Ce rendez-vous, le plus marquant de l’année 2025 pour le site, avait pour ambition de faire le bilan des six années dédiées à la préparation du démantèlement.
Aux côtés de nos conférenciers alsaciens, Cécile Fendel, Coraline Schaefer, Mathilde Schiltz, Sébastien Lenoir et Jérémy Saubion, les participants ont parcouru un itinéraire balisé à travers six chantiers emblématiques du pré-démantèlement. Cette visite commentée a permis d’aborder les évolutions en cours et de répondre aux nombreuses questions des participants.
Le parcours traversait six chantiers emblématiques du pré-démantèlement. À chaque halte, les visiteurs pouvaient poser leurs questions et profiter d’une pause gourmande. Le chef Emmanuel Waltisperger et son équipe du restaurant Côté Cuisine (Hirtzfelden) ont imaginé un menu en quatre étapes, aux saveurs du terroir.
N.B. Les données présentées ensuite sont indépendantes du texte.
PR #896, opened 2020-11-03
Fix for crash on PagerAdapter when using SlidePolicy

### LINKED ISSUE #893: Orientation changes make views unreachable
**AppIntro Version**:
6.0.0

**Device/Android Version**:
Samsung Galaxy S7/Android 8.0.0, Google Pixel 4 Emulator/Android 11

*UPDATE*:
As I just figured out also your example slide policy fragment does crash.

I didn't specify any orientation in the Manifest on my AppIntro actvity so orientation changes are allowed.
It works, it also changes the portrait layout to a landscape layout, but if the layout changes I can not get the binding/view of any fragment anymore. It always crashes when I want to access the view and e.g. check the state of checkboxes.

It seems like there`s something wrong in how the lifecycle is used to recreate the view.
Is there a workaround?

**Your Code / LogCat**: 
1. using single views
In my onCreateView method of my custom fragment I initialize my checkbox like so:
`checkBox1 = view.findViewById(R.id.terms_of_use_check)`
If I wanna get the state as the `isPolicyRespected` value, it crashes and says `NullPointerException at getBinding`.

2. using viewBinding (for source go [HERE](https://github.com/cyb3rko/AppIntroCrash))
In my onCreateView method of my custom fragment I initialize my binding like so:
`_binding = FragmentIntroBinding.inflate(layoutInflater, container, false)`
If I wanna get the state as the `isPolicyRespected` value, it crashes and says `NullPointerException at getBinding`.

**Example video**:
https://youtube.com/watch?v=i650NLLtR_8

cortinico:
This fixes a crash that arise when orientation changes are happening on a `SlidePolicy` Fragment.
Steps to reproduce the crash are available in the description of #893 

Fixes #893

### DIFF
--- a/appintro/src/main/java/com/github/appintro/internal/viewpager/PagerAdapter.kt
+++ b/appintro/src/main/java/com/github/appintro/internal/viewpager/PagerAdapter.kt
@@ -1,16 +1,23 @@
 package com.github.appintro.internal.viewpager
 
+import android.view.ViewGroup
 import androidx.fragment.app.Fragment
 import androidx.fragment.app.FragmentManager
 import androidx.fragment.app.FragmentPagerAdapter
 
 internal class PagerAdapter(
     fragmentManager: FragmentManager,
-    private val fragments: List<Fragment>
+    private val fragments: MutableList<Fragment>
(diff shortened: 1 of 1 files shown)


paolorotolo (approved):
LGTM, thanks!

Issue #865, opened 2020-09-03
Support for animated drawables


JonasBernard:
Hi! I tried implementing an onboarding screen with an animated drawable as drawable.

I'm not ready with that and my solutions seems to get very ugly.
So I thought, maybe you could add this feature.

Animatable drawables can be handled as normal drawables, but have to be started as mentioned here:
https://developer.android.com/guide/topics/graphics/drawable-animation#AnimationDrawable

cortinico:
Ideally you could just use a custom layout fragment to support `AnimatedVectorDrawable`. The solution should also be pretty straightforward.

> I'm not ready with that and my solutions seems to get very ugly.

Would you be able to share your solution? We can discuss it and see if we eventually add it as an example to the AppIntro sample app? 👌

PR #898, opened 2020-11-05
Sample for using animated drawables

cyb3rko:
Hey again,
as requested in #865 I added a pretty simple sample of how to use animated drawables using a custom layout.

I used a AnimatedDrawable by creating the animation via an animation list.
The layout size of the ImageView is to be improved because I think currently it's not that dynamical.
Maybe you know how to solve this problem,..

I hope it's okay.


example/src/main/java/com/github/appintro/example/ui/custom/fragments/AnimatedDrawableFragment.kt
```diff
@@ -0,0 +1,38 @@
...
+        inflater: LayoutInflater,
+        container: ViewGroup?,
+        savedInstanceState: Bundle?
+    ): View? = inflater.inflate(R.layout.intro_animated_drawable, container, false)
+
+    override fun onViewCreated(view: View, savedInstanceState: Bundle?) {
+        super.onViewCreated(view, savedInstanceState)
+
+        view.findViewById<ImageView>(R.id.animated_image_view).apply {
+            setBackgroundResource(R.drawable.animated_drawable)
```
cortinico, line 26: How about if we use instead an `AnimatedVectorDrawable`?

example/src/main/java/com/github/appintro/example/ui/custom/fragments/AnimatedDrawableFragment.kt
```diff
@@ -0,0 +1,38 @@
...
+
+class AnimatedDrawableFragment : Fragment() {
+
+    private lateinit var myAnimation: AnimationDrawable
+
+    override fun onCreateView(
+        inflater: LayoutInflater,
+        container: ViewGroup?,
+        savedInstanceState: Bundle?
+    ): View? = inflater.inflate(R.layout.intro_animated_drawable, container, false)
```
cortinico, line 20: `R.layout.intro_animated_drawable` is probably not needed and you should be fine using the layouts provided by AppIntro.

cortinico (commented):
Thanks for taking the time to add this 💪

example/src/main/java/com/github/appintro/example/ui/custom/fragments/AnimatedDrawableFragment.kt
cyb3rko: The problem is that the default layouts don't crop and fit the drawables correctly, you can try it with the default layouts, it looks weird.
If you don't have time, I can show you how it looks when I get back from school.

example/src/main/java/com/github/appintro/example/ui/custom/fragments/AnimatedDrawableFragment.kt
cyb3rko: Oh, I've just seen that you suggested using AnimatedVectorDrawable in the issue, sorry.
I can change it today.

example/src/main/java/com/github/appintro/example/ui/custom/fragments/AnimatedDrawableFragment.kt
cortinico: > The problem is that the default layouts don't crop and fit the drawables correctly, you can try it with the default layouts, it looks weird.

This looks like a bug honestly. If so, we should fix it outside of this PR

cyb3rko: I would not call it a bug.
I think it's just because it's an animated drawable and it does not work for animated drawables.

cyb3rko: Ok, it's not a bug. The used drawables were just too small.
Replaced the old drawables with new ones.
Also now using the default intro layout.

example/src/main/java/com/github/appintro/example/ui/custom/fragments/AnimatedDrawableFragment.kt
cyb3rko: The minimum api level is 21. Shall we then just leave it as is?

cortinico: Have you tried using `vectorDrawables.useSupportLibrary = true`
 https://developer.android.com/guide/topics/graphics/vector-drawable-resources#vector-drawables-backward-solution?

cyb3rko: Oh, didn't see, sry. I will try it out

PR #900, opened 2020-11-07
Update README.md

cyberneid:
Added another app using AppIntro: "Firmo con CIE"
https://play.google.com/store/apps/details?id=com.cyberneid.disigoncie


cortinico (approved):
Grazie 👌

PR #901, opened 2020-11-12
ISlidePolicy Example

ELIX1337:
1. The **policy** slide can be skipped by pressing the SKIP button.
2. User can restart the application during slide shows (reset the first run flag ) and thus skip the user agreement slide


cortinico:
Hey @ELIX1337, are you reporting an issue?
If so, please open an issue and not a Pull Request.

Les 180 places se sont envolées en seulement quelques jours, preuve de l’intérêt du public pour ce site chargé d’histoire et pour cette formule originale mêlant pédagogie, patrimoine industriel, gourmandise et convivialité.
Cette marche gourmande illustre parfaitement nos missions quotidiennes : balayer les différents événements locaux dans lesquels le site peut s’inscrire, proposer des idées inédites, coordonner chaque étape, adapter parcours et discours, gérer les inscriptions et garantir une expérience réussie du début à la fin.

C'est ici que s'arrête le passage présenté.